There were contents concerning rating of current mental states (much worse than usual, worse than usual, a little worse than usual, neither better nor worse than usual, a little better than usual, better than usual, much better than usual) in the HCL-32 in addition to the 32 items . Subjects were asked to select one certain state.
Principal component analysis with varimax rotation was used to determine the construct validity of the HCL-32. Eigenvalues > 1 were initially retained and clinical considerations decided the final number of factors. The internal consistency of the HCL-32 was determined using Cronbach's alpha. Spearman correlation analysis was performed on the current mental state and the total score. Current mental states and the mean total HCL-32 scores were compared between groups using the Kruskal-Wallis test. The frequency of each symptom item and the total HCL-32 score were compared between groups using a t-test. The receiver operating characteristic (ROC) curve was used to distinguish between groups and to ascertain the sensitivity and specificity at various cut-offs. ROC curves can be difficult to understand. Therefore, the change in sensitivity and specificity at various cut-offs are presented in figures, rather than the ROC curve. Positive predictive value was defined as the proportion of subjects screened as positive for BP using the HCL-32 and having DSM-IV BP. Negative predictive value was defined as the proportion of subjects screened as negative for BP using the HCL-32 who had DSM-IV UP. Probability values less than 0.05 were considered statistically significant. All statistical analyses were carried out using SPSS-15.0 for Windows (SPSS, Chicago, IL, USA).
Description of samples
Four hundred and fifty six subjects (232 from Shenzhen and 224 from Shanghai), including 197 outpatients and 269 inpatients, were enrolled in the study (Table 1). The mean age of BP patients was significantly lower than that of UP patients (t = 5.24, P < 0.01).
Frequency of positive responses
The frequency of positive responses to twenty-eight items in BP patients was significantly higher than in UP patients, with the exception of four items (7th item, tend to drive faster; 21st item, more easily distracted; 25th item, more impatient/irritable; 32nd item, take more drugs; Figure 1).
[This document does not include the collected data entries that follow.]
PR #4799, opened 2021-04-02
Fix textdomain for keyboard shortcuts

Noordfrees:
The shortcut-related game tips shown during game loading use the wrong textdomain on master


matthiakl (approved):
Good catch :)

Current mental state and HCL-32 self-assessment
Mean HCL-32 scores were statistically different between groups, defined according to the current mental state of BP and UP (Table 2).
A significant (P = 0.02) but low positive correlation (r = 0.13) was demonstrated between current mental state and the HCL-32 score in BP patients (N = 300) using Spearman correlation analysis. Similar results were obtained for UP patients (r = 0.23, P < 0.01, N = 156).
Analysis of data concerning subjects with mood disorders (N = 456) using principal component analysis with varimax rotation, revealed that the eigenvalues of seven factors were greater than 1, and this explained 51.04% of the total variance. The eigenvalues of factors I, II, and III were 5.16, 2.72, and 2.48, respectively (other factors had eigenvalues < 2). The first three factors together explained 38.34% of the total variance (Table 3). If all items suppressed absolute factor loading less than 0.35, factor I comprised 13 items (2nd, 3rd, 5th, 10th, 11th, 12th, 13th, 15th, 18th, 19th, 20th, 24th and 28th item), factor II comprised 7 items (7th, 8th, 9th, 17th, 23rd, 30th and 31st item), and factor III comprised four items (21st, 25th, 26th and 27th item). Factor I could be described as "active/elated", factor II as "risk-taking" and factor III as "irritable". Other factors for which the eigenvalues were greater than one comprised few items and were difficult to describe for each factor.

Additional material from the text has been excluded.